Extended Data Fig. 3: Multi-head Neural ADMIXTURE results on a dataset consisting of closely related groups.

To qualitatively assess the performance of Neural ADMIXTURE on related groups, we ran multi-head Neural ADMIXTURE on a subset of the dataset All-Chms containing 504 East Asian (EAS) individuals from neighboring regions. The self-reported ancestry of these individuals are Chinese Dai in Xishuangbanna, China (CDX, 93), Han Chinese in Beijing, China (CHB, 103), Han Chinese South (CHS, 105), Japanese in Tokyo, Japan (JPT, 104) and Kinh in Ho Chi Minh City, Vietnam (KHV, 99).
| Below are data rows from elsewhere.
PR #203, opened 2026-08-11
feat(graph): milestone 1 — Apache AGE read-only cypher_query + graph_schema

bakey:
Milestone 1 of the [graph engine bypass design](https://github.com/SkardiLabs/skardi/pull/199): **read-only openCypher against Apache AGE (Postgres) as SQL tables** — `cypher_query(connection, cypher, params, columns)` with caller-declared columns and a planning-time-stable schema, `graph_schema(connection)` for agent discovery, backend-enforced read-only, and bounded queries. Skardi parses no Cypher and stores no graphs; AGE owns storage and traversal.

## What shipped (crates/skardi/src/sources/providers/graph/)

| Module | Contents |
|---|---|
| `error.rs` | Typed taxonomy: `MutationRejected{keyword, offset}` (never query text), `TypeMismatch` carrying JSON **kinds** never values, `RowCapExceeded`/`Timeout`, `Backend` with verbatim code + byte-capped snippet |
| `guard.rs` | Fast-path keyword guard (word-boundary `CREATE/SET/DELETE/DETACH/REMOVE/MERGE/DROP` + `CALL` + `LOAD`), caller Cypher only, at **plan time** — UX, not the boundary |
| `config.rs` | `graph:` block; pure validation: age-only, `postgres://` scheme allowlist, identifier-shaped `graph_name`, env-var-NAME-shaped credentials, bounds defaults (30s / 10 000 rows) |
| `value.rs` | Backend-shared conversion: agtype annotation-stripping parser (string-literal-aware), the friendly lowercase type vocabulary (`string/int/float/bool/json/node/relationship/path`), type-directed **batch-atomic** Arrow conversion, canonical STRUCT shapes (path = parallel typed lists, nodes one longer) |
| `client.rs` | `GraphClient` trait + `AgeClient`: every call in a `READ ONLY` transaction, `SET LOCAL statement_timeout` server-side + client wrap, row cap enforced while streaming |
| `udtf.rs` | The two UDTFs, registered once, connection resolved by name (the `open_connector_query` shape); `datafusion-functions-json` 0.52.0 getters registered alongside (verified against pinned DF 52 — the design's preferred route, no in-tree fallback needed) |

## Deliberate deviations / decisions, argued in module docs

- **sqlx, not tokio-postgres**: the workspace already ships sqlx-postgres; one Postgres stack beats two. Recorded at the top of `client.rs`.
[...]

PR #207, opened 2026-08-12
feat(graph): milestone 2 — Neo4j backend over Bolt, read-mode proven at registration

bakey:
Implements **Milestone 2** of the [graph engine bypass design](../blob/feature/graph-neo4j-m2/docs/superpowers/specs/2026-08-08-graph-engine-bypass-design.md): the Neo4j backend over Bolt, behind the same `GraphClient` trait as M1's AGE client.

> **Stacked on #203** (`feature/graph-age-m1`) — draft until the base merges. The diff shown here is M2 only.

## The access-mode spike (the milestone's hard precondition)

The design gates M2 on the pinned driver being able to express Bolt's READ access mode. Findings, verified in `neo4rs`'s source at the pinned version and recorded in `neo4j.rs`'s module doc:

- **0.8.0 (latest stable) has no read-mode channel at all** — no `execute_read`, no `Operation`, and its `BEGIN` carries no mode. M2 pins **0.9.0-rc.10** (default features).
- **The RC sends `mode: "r"` in the RUN extra** via `Graph::execute_read` — the spelling the Bolt spec honors for **auto-commit** transactions. Every M2 query is therefore one auto-commit READ transaction.
- **Explicit transactions are a dead end on this driver**: its `Begin` builder supports `with_mode`, but `Txn::new` never calls it (BEGIN always goes out `"w"`), and Bolt ignores RUN-extra mode inside an explicit transaction — so the `unstable-bolt-protocol-impl-v2` feature would add unstable surface without adding enforcement. It stays off.

## What shipped

- **`Neo4jClient`** (`graph/neo4j.rs`): auto-commit READ transactions; registration runs a reachability probe plus the **read-mode proof** — a self-erasing `CREATE (n:…) DELETE n` through the exact read channel every later query uses, passing ONLY on the server's access-mode refusal (live-pinned: `Neo.ClientError.Statement.AccessMode`). An executed write fails registration; so does any *other* error (a transient failure proves nothing about enforcement — fail closed).
- **By-NAME column binding**: Bolt records carry field names, so declared columns bind to RETURN aliases by name — AGE's positional-order footgun does not exist here, and a declared name the query never returns is a typed error naming it. Demonstrated live with out-of-order declarations (the exact shape that silently swaps on AGE).
- **JSON-`record` fallback**: omitting `columns` yields one `record: Utf8` column carrying each whole record as canonical JSON (keys sorted — the driver's rows are hash maps). On AGE the omission stays a targeted error, now worded by the backend itself (`declared_columns_requirement()` on the trait).
- **`graph_schema` grows property discovery**: output is now `(label, kind, property, property_type)` — Neo4j fills the property columns from `db.schema.nodeTypeProperties()` / `relTypeProperties()` (one row per label × property; property-less labels and label-less node types keep their rows), AGE serves them as null, structurally. The two catalog queries run concurrently; bounds semantics match the AGE client's verbatim (limit-under-cap is a clean stop; overflow is loud) and are pinned live.
- **Bolt decoding into the shared canonical shapes** (`value.rs` unchanged as the converter): multi-label nodes (`labels` array accepted alongside AGE's single `label`), paths reconstructed in traversal order with directions resolved from the Bolt index list (reversed hops pinned by unit test), temporals as ISO-8601 text (negative durations decoded through the driver's signed serde view — its `std::time::Duration` conversion wraps negatives to ~1.8e19), points as JSON objects, bytes as hex, non-finite floats as null (the agtype decoder's decision, honored across backends).
- **Bounds**: `tx_timeout` rides the RUN extra and the server kills at the bound — live verification surfaced the actual code (`Transaction.TransactionTimedOutClientConfiguration`; a suffix match would have missed it) → typed `Timeout`. Row cap and LIMIT semantics identical to AGE. Params are driver-bound (never interpolated — the design's normal road, which AGE alone cannot take); an integer beyond i64::MAX is a typed refusal, never a silent f64 narrowing.
- **Config**: `backend: neo4j` with the design's scheme allowlist (`bolt`/`bolt+s`/`neo4j`/`neo4j+s`; `+ssc` deliberately excluded); `graph_name` becomes per-backend (required on age, optional database selector on neo4j); URL-embedded-password rejection covers bolt URLs unchanged. Validation rules are one `BackendRules` row per backend so milestone 3 is one new row, and the registration dispatch has no wildcard arm (`unreachable!` instead of silently dialing the wrong driver).

## Self-review round (second commit)

An 8-angle review ran over the M2 diff before submission; every finding was verified before acting. Highlights fixed: the read-mode proof was fail-open (any error passed it); `graph_schema` had an off-by-one cap and tripped `RowCapExceeded` on small LIMITs where AGE returns cleanly; its tx_timeout mapped to a generic backend error; negative durations wrapped; u64 params narrowed silently; plus a dedup pass (shared `read_env`/`bounded`, one `rel_json` spelling, shared live-test helpers). Consciously rebutted, with reasons in the commit message: full-result buffering (explicitly allowed by the design text, same as AGE), by-value `bolt_to_json`, and a config `Backend` enum reshape (M3 work if kuzu diverges structurally).

## Verification

- **63 graph unit tests** (`sources::providers::graph`) — new coverage: Bolt decode incl. reversed-hop and zero-hop paths, malformed-index null-not-panic, negative/mixed-sign durations, params conversion + overflow refusal, multi-label and label-less node shapes, record fallback at the UDTF seam, per-backend `graph_schema` shape, config allowlists both directions.
- **Neo4j live suite (new, 7 tests) — 7/7 green** against dockerized `neo4j:5`: by-name binding on out-of-order declarations; canonical shapes incl. a real multi-label node and a temporal property; record fallback with sorted keys queried in place via `json_get_str`; **read-only enforced by the server past a bypassed keyword guard, with the write proven absent afterwards**; `graph_schema` property discovery (`KNOWS since:Long`, `Person name:String`); row cap + LIMIT + typed timeout (the live proof that RUN-extra `tx_timeout` lands) + schema cap semantics; credentials never in error text.
- **AGE live suite re-run green (9/9)** after the shared-trait changes; full lib suite **940 passed**; doctests green; fmt clean; the touched files are clippy-clean (the branch carries pre-existing findings elsewhere that main has since addressed).
- **CI**: the coverage job gains a `neo4j:5` container step mirroring the AGE one (`-E 'binary(graph_neo4j_live)' --no-tests=fail -- --ignored`).

## Design doc updates

The M2 section records the spike outcome and both live-verified error codes; the §Backend abstraction node-identity passage is corrected — the pinned driver's stable protocol implementation negotiates Bolt 4.4, which predates `elementId()`, so ids are the stringified numeric ids (same stability contract; `elementId()` stays available explicitly via `RETURN elementId(n)`).

### DIFF
--- a/.github/workflows/ci.yml
+++ b/.github/workflows/ci.yml
@@ -695,6 +695,42 @@ jobs:
         if: always()
         run: docker rm -f skardi-age || true
 
+      # Neo4j gives the graph provider's Bolt path the same real
+      # coverage — the milestone-2 backend, incl. the registration
+      # read-mode proof, which only a real server can answer.
+      - name: Start Neo4j for graph live tests
+        run: |
+          docker run -d --name skardi-neo4j \
+            -p 127.0.0.1:17687:7687 -p 127.0.0.1:17474:7474 \
+            -e NEO4J_AUTH=neo4j/skardineo4j \
+            neo4j:5
+          for i in $(seq 1 90); do
+            if curl -sf http://127.0.0.1:17474 >/dev/null 2>&1; then
+              echo "neo4j ready after ${i}s"
+              break
+            fi
+            if [ "$i" = "90" ]; then
+              echo "neo4j failed to become ready"
+              docker logs skardi-neo4j
+              exit 1
+            fi
+            sleep 1
+          done
+          # The HTTP port answers before Bolt finishes auth setup; give
+          # the server a moment to open Bolt too.
+          sleep 5
+
+      - name: Execute graph Neo4j live tests
+        env:
+          SKARDI_NEO4J_LIVE_URL: bolt://neo4j:skardineo4j@127.0.0.1:17687
+        run: |
+          cargo llvm-cov --no-report nextest --all-features \
+            -E 'binary(graph_neo4j_live)' --no-tests=fail -- --ignored
+
+      - name: Stop Neo4j
+        if: always()
+        run: docker rm -f skardi-neo4j || true
+
       - name: Generate coverage report (lcov)
         run: cargo llvm-cov report --lcov --output-path lcov.info
 
--- a/.github/workflows/ci.yml
+++ b/.github/workflows/ci.yml
@@ -661,7 +661,13 @@ jobs:
       # the AgeClient/register_graph_source code is exercised ONLY by the
       # graph_age_live suite, which self-skips without this backend (the
       # PR #203 codecov report showed client.rs at 11% for exactly that
-      # reason). Same docker-run pattern as MinIO above.
+      # reason). Docker-run like MinIO above, but the readiness poll must
+      # go over TCP: the postgres entrypoint runs a TEMPORARY
+      # unix-socket-only server for initdb, so a socket-side pg_isready
+      # can answer "ready" during bootstrap while the real server is
+      # still seconds away — an intermittent red on the whole coverage
+      # job. The bootstrap server never listens on TCP, so -h 127.0.0.1
+      # can only succeed against the real one.
       - name: Start Apache AGE for graph live tests
         run: |
           docker run -d --name skardi-age \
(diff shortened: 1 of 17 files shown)


abbccdda:
@bakey is this ready for a review?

The network was trained in its multi-head version from K=3 to K=7 using the PCK-Means initialization. The Japanese samples (JPT) are differentiated and clearly assigned their own cluster (blue), which is present only marginally in other populations. CDX (Chinese Dai) and KHV (Vietnamese Kinh) initially share the same cluster (K=3, green), reflecting their common Southeast Asian lineage, but are split into different groups at K=4 (purple and green). As expected CHB (Han Chinese in Beijing) and CHS (Han Chinese from South China) samples share the same cluster at first (red) and are only differentiated last (at K=5, red and orange). Further structure (yellow and brown) is seen within some populations at higher K.